ACTIVITY:
Every line from the one with "I'll open an" through the final line of the entries below should be returned exactly; leave out all other lines.

RECORDS PROVIDED:
▬▬▬
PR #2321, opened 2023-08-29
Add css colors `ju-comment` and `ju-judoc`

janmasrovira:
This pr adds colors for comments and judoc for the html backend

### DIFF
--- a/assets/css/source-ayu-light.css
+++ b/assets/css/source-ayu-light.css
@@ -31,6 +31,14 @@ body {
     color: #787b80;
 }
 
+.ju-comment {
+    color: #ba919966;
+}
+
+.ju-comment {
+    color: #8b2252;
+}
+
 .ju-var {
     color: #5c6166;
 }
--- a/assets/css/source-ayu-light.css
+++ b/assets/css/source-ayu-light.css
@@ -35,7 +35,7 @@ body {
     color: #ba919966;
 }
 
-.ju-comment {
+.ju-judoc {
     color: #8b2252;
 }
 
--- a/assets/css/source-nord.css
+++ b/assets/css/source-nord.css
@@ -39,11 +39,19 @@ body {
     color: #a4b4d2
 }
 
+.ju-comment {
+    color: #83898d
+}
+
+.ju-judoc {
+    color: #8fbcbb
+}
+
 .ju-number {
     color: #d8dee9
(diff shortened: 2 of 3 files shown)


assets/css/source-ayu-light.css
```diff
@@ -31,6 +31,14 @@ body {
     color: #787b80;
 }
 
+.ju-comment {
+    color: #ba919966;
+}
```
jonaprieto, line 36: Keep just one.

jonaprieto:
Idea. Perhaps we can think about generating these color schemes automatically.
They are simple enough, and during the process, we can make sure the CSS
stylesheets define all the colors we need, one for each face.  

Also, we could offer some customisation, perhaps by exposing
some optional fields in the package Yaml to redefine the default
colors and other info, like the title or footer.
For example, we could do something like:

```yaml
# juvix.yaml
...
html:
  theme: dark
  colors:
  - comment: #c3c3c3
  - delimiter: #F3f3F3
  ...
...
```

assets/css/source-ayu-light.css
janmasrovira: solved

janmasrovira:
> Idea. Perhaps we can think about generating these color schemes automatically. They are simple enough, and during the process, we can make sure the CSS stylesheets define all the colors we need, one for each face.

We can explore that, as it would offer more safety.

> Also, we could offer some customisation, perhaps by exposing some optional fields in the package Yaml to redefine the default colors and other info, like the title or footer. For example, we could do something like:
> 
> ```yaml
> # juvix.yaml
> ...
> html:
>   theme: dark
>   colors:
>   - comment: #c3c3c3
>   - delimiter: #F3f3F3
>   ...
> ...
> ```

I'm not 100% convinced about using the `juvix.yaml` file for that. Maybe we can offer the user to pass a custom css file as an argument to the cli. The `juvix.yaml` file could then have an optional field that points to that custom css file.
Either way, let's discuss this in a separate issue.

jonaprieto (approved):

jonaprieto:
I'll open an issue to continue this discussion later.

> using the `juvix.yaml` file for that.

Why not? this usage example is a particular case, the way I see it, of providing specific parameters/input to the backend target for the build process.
▬▬▬
WRITTEN ANSWER:
I'll open an issue to continue this discussion later.

> using the `juvix.yaml` file for that.

Why not? this usage example is a particular case, the way I see it, of providing specific parameters/input to the backend target for the build process.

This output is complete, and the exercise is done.